On April 8, 2016, the U.S. Department of Labor issued a final regulation that substantially expands the range of activities that would be considered to be fiduciary investment advice under ERISA and the Internal Revenue Code, which may make it more difficult to qualify for a prohibited transaction exemption. This new regulation could have negative implications on our ability to raise capital from potential investors, including those investing through IRAs or other arrangements. Prior to the issuance of the new regulation, ERISA and the Internal Revenue Code broadly defined fiduciaries to include persons who give investment advice for a fee, regardless of whether that fee is paid directly by the customer or by a third party. However, prior law required that advice must be given on a “regular basis” before a fiduciary standard would apply, and that a mutual agreement or understanding between the customer and the adviser that the advice would serve as a primary basis for the investment decision would also be required. Under the new regulation, a person is a fiduciary if the person receives
compensation for providing advice (a "recommendation” or “communication that would reasonably be viewed as a suggestion that the recipient engage in or refrain from taking a particular course of action”) with the understanding it is based on the particular needs of the person being advised or that it is directed to a specific plan sponsor, plan participant, or IRA owner. Such decisions can include, but are not limited to, what assets to purchase or sell and (unlike under prior law) whether to rollover from an employment-based plan to an IRA. The fiduciary can be a broker, registered investment adviser or other type of adviser, some of which are subject to federal securities laws and some of which are not. The final regulation and the related exemptions were expected to become applicable for investment transactions on and after April 10, 2017. However, on February 3, 2017, the President asked for additional review of this regulation. In response, on March 2, 2017, the U.S. Department of Labor published a notice seeking public comments on, among other things, a proposal to adopt a 60-day delay of the April 10 applicability date of the final regulation. On April 7, 2017, the U.S. Department of Labor published a final rule extending the applicability date of the final regulation to June 9, 2017. However, certain requirements and exemptions under the regulation are implemented through a phased-in approach, and on November 27, 2017, the U.S. Department of Labor further delayed the implementation of certain requirements and exemptions. Therefore, certain requirements and exemptions will not take effect until July 1, 2019.
On March 15, 2018, the U.S. Court of Appeals for the Fifth Circuit issued a decision vacating the final regulation in its entirety, including the expanded definition of “investment advice fiduciary” and the associated exemptions. It is unclear what impact this decision will have on the final regulation - the U.S. Department of Labor could, among other things, ask for a rehearing en banc to the full Fifth Circuit, seek review by the U.S. Supreme Court, or further revise or withdraw the final regulation.
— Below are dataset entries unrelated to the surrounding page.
PR #560, opened 2020-10-04
Fix runtime getConfig

### LINKED ISSUE #559: MacroCondition throws when used as a class field initializer
Works:

```js
export default class TestComponent extends Component {
  @someRandomDecorator
  myClass = macroCondition(getOwnConfig().isRed) ? 'red' : 'blue';
}
```

Works:

```js
const klass = macroCondition(getOwnConfig().isRed) ? 'red' : 'blue';
export default class TestComponent extends Component {
  myClass = klass
}
```

Throws `the first argument to macroCondition must be statically known`:

```js
export default class TestComponent extends Component {
  myClass = macroCondition(getOwnConfig().isRed) ? 'red' : 'blue';
}
```

The `macroCondition` function in `/src/babel/macro-condition.ts` first sees the original code, on a second invocation it sees the modified runtime-mode code, which it fails to regard as "confident":

image

Working on a PR...

simonihmig:
Fixes #559

### DIFF
--- a/packages/macros/src/babel/evaluate-json.ts
+++ b/packages/macros/src/babel/evaluate-json.ts
@@ -347,22 +347,16 @@ export class Evaluator {
   // confidence without actually forcing the value.
   private maybeEvaluateRuntimeConfig(path: NodePath<CallExpression>): EvaluateResult {
     let callee = path.get('callee');
-    if (callee.isMemberExpression()) {
-      let prop = assertNotArray(callee.get('property'));
-      if (prop.isIdentifier() && prop.node.name === '_runtimeGet') {
-        let obj = callee.get('object');
-        if (
-          obj.isIdentifier() &&
-          (obj.referencesImport('@embroider/macros', 'getConfig') ||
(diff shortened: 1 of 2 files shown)


packages/macros/src/babel/evaluate-json.ts
```diff
@@ -347,22 +347,16 @@ export class Evaluator {
   // confidence without actually forcing the value.
   private maybeEvaluateRuntimeConfig(path: NodePath<CallExpression>): EvaluateResult {
     let callee = path.get('callee');
-    if (callee.isMemberExpression()) {
-      let prop = assertNotArray(callee.get('property'));
-      if (prop.isIdentifier() && prop.node.name === '_runtimeGet') {
```
simonihmig, line 352: This `_runtimeGet` thing has been removed in #444, but in seems it has been forgotten here. 

As shown in #559, the runtime version which is now something like `config('path/to/package')` was seen by this but not recognized as such.

ef4:
Thanks, nice work!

In response to the Fifth Circuit’s decision, a U.S. Department of Labor spokesperson has informally indicated that the U.S. Department of Labor will not enforce the final regulation at this time pending further review. If the U.S. Department of Labor does not seek a rehearing, the Fifth Circuit is expected to enter a mandate vacating the final regulation on May 7, 2018.
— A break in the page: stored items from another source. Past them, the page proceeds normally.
PR #1463, opened 2023-06-06
fix resolution of files with .hbs extensions

ef4:
As discussed with @mansona, we have a bug here and need to make the app JS searching do a search for .js, .hbs, and .hbs.js resolvable extensions.

### DIFF
--- a/packages/core/src/module-resolver.ts
+++ b/packages/core/src/module-resolver.ts
@@ -306,7 +306,7 @@ export class Resolver {
 
     let pkg = this.owningPackage(match.filename);
     if (pkg) {
-      let rel = withoutJSExt(explicitRelative(pkg.root, match.filename));
+      let rel = explicitRelative(pkg.root, match.filename);
       let entry = this.mergeMap.get(pkg.root)?.get(rel);
       if (entry?.type === 'both') {
         return request.alias(entry[section].localPath).rehome(resolve(entry[section].packageRoot, 'package.json'));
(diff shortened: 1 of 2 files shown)


packages/core/src/module-resolver.ts
```diff
@@ -504,7 +504,7 @@ export class Resolver {
                 `addon ${addon.name} declares app-js in its package.json with the illegal name "${inAddonName}". It must start with "./" to make it clear that it's relative to the addon`
               );
             }
-            inEngineName = withoutJSExt(inEngineName);
+            inEngineName = inEngineName;
```
void-mAlex, line 507: this looks fishy;
what does this do?
should this not just be removed instead?

packages/core/src/module-resolver.ts
```diff
@@ -306,7 +306,7 @@ export class Resolver {
 
     let pkg = this.owningPackage(match.filename);
     if (pkg) {
-      let rel = withoutJSExt(explicitRelative(pkg.root, match.filename));
+      let rel = explicitRelative(pkg.root, match.filename);
```
ef4, line 309: To drop `withoutJSExt` here you must replace it with the search over all resolvable extensions. That's what's causing the failure in the `engine-relative resolving > file exists in both app-js and fastboot-js` test.

I would suggest taking your implementation in `searchAppTree` and making it a utility method that you can use here too.

mansona: Nice one, I completely missed that there was something else checking the mergemap 👍

PR #1470, opened 2023-06-13
Prepping release

ef4:


NullVoxPopuli (approved):

.release-plan.json
```diff
@@ -1,16 +1,7 @@
...
-      "impact": "patch",
-      "oldVersion": "3.1.0",
-      "newVersion": "3.1.1",
-      "constraints": [
-        {
-          "impact": "patch",
-          "reason": "Appears in changelog section :bug: Bug Fix"
-        }
-      ],
-      "pkgJSONPath": "/Users/edward/hacking/embroider/packages/addon-dev/package.json"
```
NullVoxPopuli, line 13: why include the `pkgJSONPath` here? (since it's machine specific?)

ef4: It's actually needed, but probably that means we have a bug and right now you need to run `prepare` and `publish` on the same machine.

PR #1471, opened 2023-06-15
use @swc/register instead of ts-node for tests

mansona:
when you're working on the tests and moving things around you sometimes have cases where ts-node is being super-strict and failing for unused variables (WHY!??!?)

This is a somewhat draft PR to open a discussion of using SWC instead of ts-node for tests, and we like it we can go ahead and merge it 🎉

### DIFF
--- a/tests/scenarios/package.json
+++ b/tests/scenarios/package.json
@@ -24,9 +24,9 @@
     "ts-node": "^10.9.1"
   },
   "scripts": {
-    "test": "qunit --require ts-node/register *-test.ts",
-    "test:list": "scenario-tester list --require ts-node/register --files=*-test.ts",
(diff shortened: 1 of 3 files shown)


ef4:
This seems fine to me as long as we've double-checked that a type error in the test files will fail our preflight CI job.

(I'm pretty sure it does, just pointing out that's the one potential difference.)

tests/scenarios/package.json
```diff
@@ -46,6 +46,7 @@
     "@embroider/router": "workspace:*",
     "@embroider/util": "workspace:*",
     "@rollup/plugin-babel": "^5.3.1",
+    "@swc/register": "^0.1.10",
```
lifeart, line 49: should  `"ts-node": "^10.9.1"` to be removed from deps?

The final regulation and the accompanying exemptions are complex and may be subject to further revision or withdrawal. Plan fiduciaries and the beneficial owners of IRAs are urged to consult with their own advisors regarding the impact of the final regulation on purchasing and holding shares of common stock in the Company. The final regulation could have negative implications on our ability to raise capital from potential investors, including those investing through IRAs.